Former data analysts Joe Murphy and Sarah Newman are among those who testified.

"There hasn't been a transfer of duties. We're not seeing, you know, a transition plan. And I'm worried that, you know, come this next school year, children are ... they're not going to have what they need to thrive," Newman told CBS Colorado.

She and Murphy urged legislators to pass a law to ensure federal funding continues to reach students most in need.

While the federal government could allocate the money to states as a block grant, the legislature would need to pass a law that stipulates how it's to be dispersed, and the Colorado Department of Education would likely need additional staff.

Emily Harvey with Disability Law Colorado told the Education Committee the state also needs a pass a new civil rights law. She says the Education Department's civil rights office in Denver now has just 24 employees to handle more than 2,800 complaints.

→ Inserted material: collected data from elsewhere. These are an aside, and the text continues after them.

PR #9, opened 2017-09-05
Add ObjectUtil helper class

marcjansen:
This PR adds an `ObjectUtil` helper class from a client project. It is ported with the minimum needed changes, and with additional tests so that coveralls is happy.

Please review.

### DIFF
--- a/src/Util/ObjectUtil.js
+++ b/src/Util/ObjectUtil.js
@@ -22,28 +22,30 @@ class ObjectUtil {
    *     in the provided object.
    *
    * @param {String} queryKey The key to be searched.
-   * @param {Object} [queryObject] The object to be searched on. If not
-   *     provided the global application context (on root-level) will
-   *     be used.
+   * @param {Object} queryObject The object to be searched on
    *
    * @return {*} The target value or `undefined` if the given couldn't be
-   *     found.
+   *     found, or `false` on unexpected input, or an object if a path was
+   *     passed, from which we only could find a part, but not the most specific
+   *     one. TODO Harmonize return values
    */
   static getValue(queryKey, queryObject) {
     var queryMatch;
 
+    if (!isString(queryKey)) {
+      // TODO Replace with new logger after logger implementation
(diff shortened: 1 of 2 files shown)


ahennr:
Basically :+1:

However,  `getValue` method contains some TODOs which maybe can be solved/handled using [`find`](https://lodash.com/docs/4.17.4#find) and [`findLast`](https://lodash.com/docs/4.17.4#findLast) of (Lodash)[https://lodash.com/], what do you think?
/cc @marcjansen @dnlkoch @KaiVolland

src/Util/ObjectUtil.js
```diff
@@ -0,0 +1,110 @@
...
+   * @return {*} The target value or `undefined` if the given couldn't be
+   *     found, or `false` on unexpected input, or an object if a path was
+   *     passed, from which we only could find a part, but not the most specific
+   *     one. TODO Harmonize return values
+   */
+  static getValue(queryKey, queryObject) {
+    var queryMatch;
+
+    if (!isString(queryKey)) {
+      // TODO Replace with new logger after logger implementation
```
KaiVolland: As we got a Logger now please address this util.

src/Util/ObjectUtil.js
```diff
@@ -0,0 +1,110 @@
...
+      // Ext.Logger.error('Missing input parameter queryKey <String>!');
+      // TODO why don't we return undefined?
+      return false;
+    }
+    if (!isObject(queryObject)) {
+      // TODO Replace with new logger after logger implementation
```
KaiVolland: As we got a Logger now please address this util.

marcjansen:
@KaiVolland I have addressed your two comments, would you have another look?

@ahennr 

> However, getValue method contains some TODOs which maybe can be solved/handled using find and findLast of Lodash, what do you think?

OI think before refactoring we should add it as is. If you want me to do it, I can of course go ahead and rewrite this.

"For many students with disabilities and their families, that means bullying, discrimination and other civil rights violations may continue without remedy or recourse," Harvey said.

Colorado not only receives money for specific student populations but grant money for things like drug and violence prevention, counseling, and career and technical programs. That money is usually distributed by the Department of Education in July.

While Democrats have condemned the cuts as reckless, Republicans, including state Sen. Paul Lundeen, say change is needed, noting the Department of Education has grown even as student assessments have plummeted.

"Public education, as it is now, is failing more than 50% of the students, and a substantial percentage larger of Black and Brown students. Is it an elegant process? No. But we have to rethink how we're doing public education, and this is part of how that may happen," Lundeen said.